Regular word2vec-style word vectors already allow us to capture basic aspects of word meanings from large corpora. However, by developing novel neural learning models and building on a Spark-based data processing infrastructure, we are additionally able to exploit massive amounts of structured data (from large knowledge graphs) as well as relational information extracted from unstructured data (in particular large web text and image archives). This in turn enables us to induce substantially more detailed semantic representations, capturing more phenomena and explicit knowledge. As a result, we are able to capture word and text semantics more adequately and in over 300 languages, capture millions of entities and their relationships, and move toward the goal of commonsense knowledge modeling (e.g., the fact that birds tend to be able to fly and that grass tends to be green).

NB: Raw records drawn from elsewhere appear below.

PR #3411, opened 2017-08-30
Semantic satiation

tdphillips:
## What's this PR do?
Hotfixes our hotfixes to fix bugs introduced by said hotfixes


templates/includes/topbar.html
```diff
@@ -6,6 +6,16 @@
 {% compress css %}
   <link href="{% static "topbar.myjobs.css" %}" rel="stylesheet" type="text/css">
 {% endcompress %}
+{% if user.is_authenticated and request.session.keys|length %}
+    {% is_a_group_member company user "Employer" as group_member %}
```
tdphillips: Moved up from the bottom as we're using the `companies` variable.

templates/includes/topbar.html
```diff
@@ -6,6 +6,16 @@
 {% compress css %}
   <link href="{% static "topbar.myjobs.css" %}" rel="stylesheet" type="text/css">
 {% endcompress %}
+{% if user.is_authenticated and request.session.keys|length %}
```
tdphillips: Added this. It worked without this before one of our hotfixes. Why does it not work now? Because we're not doing annoying shenanigans relating to replacing users in the topbar view, so `get_company_name` has the potential of receiving an AnonymousUser.

templates/includes/topbar.html
```diff
@@ -21,7 +31,7 @@ <h3 id="topbar-logo">My.jobs</h3>
                 <div class="menu-container employer-menu" role="menu">
                     <ul>
                     {% for menu in menus.employer %}
-                        <li {% if menu.submenus %}class="has-drop"{% endif %}>
```
tdphillips: We don't have submenus anymore.

templates/includes/topbar.html
```diff
@@ -21,7 +31,7 @@ <h3 id="topbar-logo">My.jobs</h3>
...
+                        <li {% if companies|length > 1 %}class="has-drop"{% endif %}>
```
tdphillips: We add the companies in topbar.js. Don't ask me why we don't just do so here.

myjobs/templatetags/common_tags.py
```diff
@@ -259,36 +259,14 @@ def get_menus(context):
         return []
 
     employer_menu = {}
-    beta_submenu = []
```
tdphillips: With the introduction of waffle, we no longer require the beta menu.

myjobs/templatetags/common_tags.py
```diff
@@ -259,36 +259,14 @@ def get_menus(context):
...
-    try:
-        can_view_analytics_info = user.can(
```
tdphillips: Moved this closer to its point of use now that it is no longer required for the beta menu.

myjobs/templatetags/common_tags.py
```diff
@@ -259,36 +259,14 @@ def get_menus(context):
...
-            company, "view analytics")
-    except MissingAppLevelAccess:
-        can_view_analytics_info = False
 
-    if user.is_superuser and 'apps.directemployers.org' in user.email:
```
tdphillips: Removed the if. Deindented its contents.

templates/includes/topbar.html
koonsies: Unrelated, but that is_group_member function is strange. Takes company, user, and group but only used company.. *shrug*

tdphillips: It's a relic from the past and should probably just be removed.

PR #3418, opened 2017-09-01
Add common react chunks

aljordan82:
## What's this PR do?
Extract the common js file used in react apps into a react-common.js
file.
There is no need to include common js libraries into each app.

File sizes before and after.
screen shot 2017-09-01 at 3 17 59 pm

screen shot 2017-09-01 at 4 19 12 pm


iartemiev:
Will Django add a hash to the filename (for cache-busting purposes)? 
If not, it can be done in the webpack config, by adding `[chunkhash]` to the file name.
This would only need to be done when building for production, so we'd need to add a check for that

PR #3432, opened 2017-09-06
Remove unused code.

almathew:
## What's this PR do?
Remove unused code.

It's removing functionality, so ensure that I didn't remove anything important?


seo/admin.py
```diff
@@ -1257,40 +1258,6 @@ def check_inline_instance(obj, req):
         return obj.inline_instances
 
 
-def copy_to_qc(modeladmin, request, queryset):
```
tdphillips: Is this unused? It's in the dropdown on various admin pages.

almathew: It's in the dropdowns, but no one actually uses it.

PR #3433, opened 2017-09-07
PR Checklist

darrint:
## What's this PR do?

Adds a code review checklist to the GitHub PR form.

Look at the items on the list. Are they good? Are there too many?

Should we merge this, we'll also have some sense of what we expect each other to do with it. Putting it on the PR probably means we at least expect someone reviewing and/or merging code to look at it. 

Some examples of things to think about:

* I used check boxes. Check boxes might be a problem since we might add changes that require reexamining an item. Maybe no one will bother to look since the box is already checked. Maybe that's not a problem.
* There are 16 items on the list and no front end items there yet. Is that so many items that we are likely to not look at the list at all?
* It's a retrospective and we think adding an item to this list might be helpful for awhile. Which item would you remove to make room for the new item?

na

na


.github/PULL_REQUEST_TEMPLATE.md
```diff
@@ -8,3 +8,32 @@
 
 ## Any background context you want to provide?
 
+## PR Checklist
+
+### API
+
+- [ ] API is  consistent about sending structured values to the front end. -- If a simple value isn't enough, follow the value, display, description convention. -- Example: {value: 3, display: "Bob Vance", description: "Bob Vance of Vance Refrigeration is civic leader and stand up guy."} Anti-example: {key: 3, value: "Bob Vance", text: "Bob Vance of..."}
```
almathew: I know that this is based on the Django forms thing, but I'm going to kind of disagree with this...

For instance, if I'm trying to supply a list of user permissions the sensible decision would be to just turn the user model into a dictionary and go with: 
```
{'id': 1, 'email': 'dev@apps.directemployers.org', 'permissions': ['write sonnets', 'read sci-fi']}
```
which goes against this convention.

Even if the permissions are more verbose, the following format is more in line with Django's model system:
```
{
    'id': 1, 
    'email': 'dev@apps.directemployers.org', 
    'permissions': [
        {'id': 1, 'key': 'write sonnets', 'description': 'Can write amazing sonnets.'}
        {'id': 3, 'key': 'read sci-fi', 'description': 'Can read basic sci-fi novels.'}
]
```
I guess the more that I'm typing... this method seems really, really specific? It only accounts for the key, value, description patterns, but not ones more complex than that, and directly contradicts Django's suggested object formatting in the process.

It just seems like a very, very limited checkbox.

.github/PULL_REQUEST_TEMPLATE.md
```diff
@@ -8,3 +8,32 @@
...
+- [ ] API doesn't invent new conventions unnecessarily. -- Example: View uses existing utilities like ApiValidator for communicating errors to the client.
```
almathew: How will I know when I'm doing this?
I'd say the biggest issue here is lack of knowledge about existing conventions, so if both the implementer and reviewer don't know about a convention, then this is ignored. I don't know that there are many instances that we are knowingly ignoring conventions.

Also, at this point what even is the convention? I know we discussed moving away from ApiValidator, for a convenient example.

.github/PULL_REQUEST_TEMPLATE.md
```diff
@@ -8,3 +8,32 @@
...
+
+### Separation of Concerns
+
+- [ ] Implement back end "business logic" in plain python, Django model classes, and Django forms, not Django views or other frameworks. -- Example: A few Django model classes have several methods named after the business problem they solve. View methods for the API and Celery tasks are short. Anti-example: A few Django model classes exist which only declare fields. Extensive code is written in Django views, Django signal handlers, and Celery tasks.
```
almathew: I'm not sure I agree with this necessarily. More discussion is required.

.github/PULL_REQUEST_TEMPLATE.md
```diff
@@ -8,3 +8,32 @@
...
+- [ ] Separate concerns of UI, api, and model are in separate code units. -- Example, model method returns a query set. View code converts query set to relevant json document. Anti-example: model method takes request as a parameter and returns a python dict ready for sending to the client as a json doc.
```
almathew: Possibly pedantic: model methods should ~~not~~ rarely return querysets.
methods on django.db.models.Managers and django.db.models.QuerySets, sure, but not the models themselves.

.github/PULL_REQUEST_TEMPLATE.md
```diff
@@ -8,3 +8,32 @@
...
+- [ ] Try to be very DRY about view code. When encoding for the front end be greedy about extracting plain python "view support" functions. -- Example: Reuse ApiValidator. Anti-example: Make up dict on the spot.
+
+### Tests
+
+- [ ] Test raw python business logic extensively.
+- [ ] Test Django models and business logic in them extensively.
+- [ ] Test Django views/integration lightly.
+- [ ] Test Django plain python view support functions extensively.
+- [ ] Use unittest.TestCase for speed and access to the testfast command when tested code does not reference Django.
```
almathew: As long as you're verrrrrry careful about it not referencing Django.

.github/PULL_REQUEST_TEMPLATE.md
```diff
@@ -8,3 +8,32 @@
...
+- [ ] Use a Django TestCase or derivative when tests or set up reference Django models.
```
almathew: Use TransactionTestCase only when absolutely necessary.

.github/PULL_REQUEST_TEMPLATE.md
```diff
@@ -8,3 +8,32 @@
...
+- [ ] API doesn't invent new conventions unnecessarily. -- Example: View uses existing utilities like ApiValidator for communicating errors to the client.
+
+### Separation of Concerns
+
+- [ ] Implement back end "business logic" in plain python, Django model classes, and Django forms, not Django views or other frameworks. -- Example: A few Django model classes have several methods named after the business problem they solve. View methods for the API and Celery tasks are short. Anti-example: A few Django model classes exist which only declare fields. Extensive code is written in Django views, Django signal handlers, and Celery tasks.
+- [ ] Separate concerns of UI, api, and model are in separate code units. -- Example, model method returns a query set. View code converts query set to relevant json document. Anti-example: model method takes request as a parameter and returns a python dict ready for sending to the client as a json doc.
+- [ ] Try to be very DRY about view code. When encoding for the front end be greedy about extracting plain python "view support" functions. -- Example: Reuse ApiValidator. Anti-example: Make up dict on the spot.
+
+### Tests
```
almathew: Two things I've been thinking about with regards to tests:

1. Less important since I think this is pretty decided, but fixtures vs. factories. More important, because it varies so much in our code, but when to use factories vs. using the model directly. I don't have an opinion on this. My biggest observation is that we use both pretty much randomly.
2. Being careful about the TestCase type that's being used as the base. So much of our test time is spent doing random or useless stuff during setup because when tests were written they just copied from somewhere else without really thinking about if they needed everything the base TestCase did.

tdphillips:
Added the "do not merge" label - we're discussing this tomorrow.

tdphillips:
I'm so glad we have to wait for tests to finish on this.

aljordan82:
It will be great if we decide what "Approved" means. was the code tested or just glanced over? 
and at what point a PR can be merged. I see some PR getting merged without a proper review (after hours PRs).

almathew:
Proposed solution - we stop approving pull requests. I think we all agree that it has so many meanings that it's meaningless at this point.

If you want to say it looks good to you and you're okay merging after someone else has looked at it, or after test pass, or you have no idea what it does but the code is very pretty, or whatever else, then just write a comment saying that.

PR #3474, opened 2017-09-14
PD-3688 Fixing columns in Apply Clicks

tejaswinigutti31:
## What's this PR do?
Apply Clicks dimension of new site-traffic needs to include Job data along with Goal Data. Fields corresponding to Job Data have been added
a new dimension for apply clicks has been added to schema_dimensions.py
Check the Apply Clicks dimension of new site traffic report to find Job data(Title, Req ID, Location)


myreports/schema_dimensions.py
```diff
@@ -482,6 +516,25 @@
...
+            GroupColumn(
+                column_name='goal',
+                filter_interface_display=u'Goal',
+                description=None,
+                active_only_with=None,
+                output_format='text',
+            ),
+        ],
+    ),
+    data_columns=data_cols_goals + data_cols_job_data,
```
darrint: This is a lot of columns. We may need @haliscooper to let us leave off the goal columns and just do the job columns.

PR #3482, opened 2017-09-15
Fix error where request is coming in without an HTTP_HOST

almathew:
## What's this PR do?
Sometimes we get requests without an HTTP_HOST.
While they're probably [mostly] a waste of time, there's no reason we can't serve them.

I'd recommend against running new relic locally unless you're actively doing extensive work on it, so instead just copy the line to some other middleware section (like multihost) and confirm that it works.


vigowei:
Does this mean we only track POSTs with new relic? 
what about GET requests?

PR #3487, opened 2017-09-18
[PD-3703] Remove Null on Goal Path

tejaswinigutti31:
## What's this PR do?
Goals labelled as "Unavailable" are no longer displayed in Goal Flow
Changes in data source of goal_events to not include the rows with "Unavailable" goal
In Goal flow dimension of Site Traffic v2 Preview, observe that there are no rows with Goal value being "Unavailable" in Goal Minus One and Goal Minus Two


myreports/datasources/goal_events.py
```diff
@@ -303,7 +303,15 @@ def calculate_fields(self, company, result, filter_spec, values):
                     filter_list[k] = f.value
         total_visits = Visit.objects.filter(**filter_list).count()
 
-        for row in result:
+        for row in reversed(result):
```
darrint: Did we try filtering the nulls from the queryset?

PR #3488, opened 2017-09-18
PD-3701 Renaming Page Types

tejaswinigutti31:
## What's this PR do?
Rename the Page Types to make it more readable
A small change in site_traffic.py to map the notations to readable format
In Site Traffic v2 Preview, check the dimension


vigowei:
There is a bug that prevents drilldowns from working correctly in this dimension, 
because display values are used in filters. 
image

example bad request: 
```
{
  "date_start":"2017-08-19 00:00:00",
  "date_end":"2017-09-17 23:59:59",
  "active_filters":[
    {"type":"page_type",*"value":"Job Apply"*}
  ],
  "report":"site-traffic-v2.page_type.aggregated",
  "reporting_type":"site-traffic-v2",
  "timeline":false,"dimension":"path"
}
```

myreports/datasources/site_traffic.py
```diff
@@ -313,3 +325,24 @@ def filtered_query_set(self, company, filter_spec):
...
+        """
+        page_type_reverse_lookup = {
+            "Job List": "joblist",
+            "Search": "jobsearch",
+            "Job Apply": "jobapply",
+            "Job View": "jobview",
+            "Content": "generic",
+            "Unknown": "unknown"
+        }
+        if 'path' in values:
```
vigowei: it's probably better to check if page_type is part of the filter,  i.e. `hasattr(filter_spec, 'page_type')`,  instead of relying on the presence of 'path' in query values,

myreports/datasources/site_traffic.py
```diff
@@ -202,6 +211,9 @@ def run_aggregated(self, company, filter_spec, values,
                     row['engagement_rate'] = 0
                 del row['engagement_count']
             row['time_on_page'] = milliseconds_to_timedelta(row['time_on_page'])
+            if 'page_type' in values and row['page_type'] is not None:
+                page_type = page_types.get(row['page_type'])
+                row['page_type'] = page_type
```
vigowei: This will ignore all page views that doesn't have 'page_type' set, which I believe can happen in real data, so I would recommend removing `row['page_type'] is not None` from the if condition.
`page_type` could end up being None if it's not defined in page_types, which shouldn't happen, but maybe it's better to rewrite line 215-216 as: 
`row['page_type'] = page_types.get(row['page_type'], row['page_type'])`

vigowei:
timeline appears to be broken for page types.. probably because the same reverse lookup should be done for `run_gather_timeline_data`. That makes me wonder if we should add reverse lookup to init

PR #3491, opened 2017-09-18
The default value is a list, which is unhandled.

almathew:
## What's this PR do?
Handles the condition where the default value (a list) is still the default value for assets.

There are task failures happening because of this, so if you're wondering what this is fixing it's easy to look up.


import_jobs/utils.py
```diff
@@ -281,8 +281,17 @@ def job_is_same(job_a, job_b, include_facets=False):
     for field in diff_fields:
         if job_a.get(field) != job_b.get(field):
             return False
-    if set(job_a.get('assets', {}).items()) != set(job_b.get('assets', {}).items()):
+
+    job_a_assets = job_a.get('assets', {})
+    job_b_assets = job_b.get('assets', {})
+    # The default value is a list. Because of that, we have to coerce it to a dictionary.
```
tdphillips: I'm trying to understand this.

If `assets` is present but blank, it's an empty list.
If it's present and populated, it's a dictionary.

It doesn't look like we're coercing anything either, just assigning an unrelated value.

almathew: Yeah, this is a huge pain, as shown by the fact that this is the second time I'm fixing it. There are four possible conditions:
- It's blank, and has never been assigned. Therefore it will be assigned the default value of `[]`
- It's blank, but has been coerced into the correct format by the code that checks for assets. In this case it will be `{}`
- It's blank because someone did something manually. In this case it will be `None`
- It has a valid value. It will be a dictionary with contents.

It's a TextField that gets coerced to JSON, so technically it could have any other number of values, but those are the explainable ones.

There are about 20 different ways that this could be handled. 
The best solution would be changing the default behavior, but the fallout of another migration is not worth it. 
The second best involves ensuring that the value gets set to the correct datatype, but since it's not properly handled on the database, there's still a chance that something might get around that (through manual changes or non-traditional addition/editing of jobs).
I went with the third best option I could come up with, which is just handling all the values that aren't completely wrong.

tdphillips: I merged this before fully processing what you said.

`{'assets': None}.get('assets', {})` still results in `None`.

almathew: Good catch. I throw up another fix against QC when this one gets merged back, since I think I'm the only one who is playing around with the actual data in production to cause that case.

PR #3495, opened 2017-09-18
PD-3682 - PA/Analytics - Footer Style

iartemiev:
## What's this PR do?
Fixes footer style in PA and Analytics

image

image


gulp/src/sass/partner_assessment/main.scss
```diff
@@ -18,8 +18,10 @@
 @import "./components/_record_list_filter";
 @import "./components/_assessment-form";
 
-
 .partner-assessment-app {
+    background-color: white;
+    border: 1px solid #333;
+    padding-bottom: 15px;
```
aljordan82: Is this padding needed? I think it should be fine without it.

aljordan82: Also, I would probably remove border left and right.

iartemiev: With padding:
image

Without padding:
image

iartemiev: If you like the way that looks, I'm happy to remove it

aljordan82: hmm? it looked like it has excessive padding on my machine?

PR #3496, opened 2017-09-18
Tests for things on microsites that have had issues recently.

almathew:
## What's this PR do?
Adds tests for issues that have been discovered throughout the past few deploys.
Many of these things were either previously untested, or not tested in a meaningful way.

Since these are recent issues that were mostly hotfixed, these tests won't pass until I have all the fixes pulled back to QC and then into this branch.


almathew:
Tests are passing in case anyone was kind of sort of keeping an eye on this.
Each commit has a comment about why a test wasn't previously passing.

PR #3504, opened 2017-09-19
[PD-3722] table page size broken

mwarnsleyDE:
## What's this PR do?
PR fixes the page sizing that was broken on the analytics tables

N/A

Start inside of any analytics app

Pull down the repository and go into the analytics application. Job Titles might be the best dimension to test but in the table, change the page size and you should see it work now instead of throwing an error.


mwarnsleyDE:
Some of the other code besides fixing the page size was not necessary for this PR but i was already working on it since it needed to be done and just included it in here for the future. The only real code change was inside of the PageSize.jsx file

tejaswinigutti31:
Conflicts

Gerard concludes by demonstrating how easy it is to use these resources in Spark (and without it) to enable novel data-driven and intelligent applications.

Photo of Gerard de Melo

Gerard de Melo

Rutgers University

Gerard de Melo is an assistant professor of computer science at Rutgers University, where he heads a team of researchers working on big data analytics, natural language processing, and web mining. Gerard’s research projects include UWN/MENTA, one of the largest multilingual knowledge bases, and, an important hub in the web of data. Previously, he was a faculty member at Tsinghua University, one of China’s most prestigious universities, where he headed the Web Mining and Language Technology Group, and a visiting scholar at UC Berkeley, where he worked in the ICSI AI Group. He serves as an editorial board member for Computational Intelligence, the Journal of Web Semantics, the Springer Language Resources and Evaluation journal, and the Language Science Press TMNLP book series. Gerard has published over 80 papers, with best paper or demo awards at WWW 2011, CIKM 2010, ICGL 2008, and the NAACL 2015 Workshop on Vector Space Modeling, as well as an ACL 2014 best paper honorable mention, a best student paper award nomination at ESWC 2015, and a thesis award for his work on graph algorithms for knowledge modeling. He holds a PhD in computer science from the Max Planck Institute for Informatics.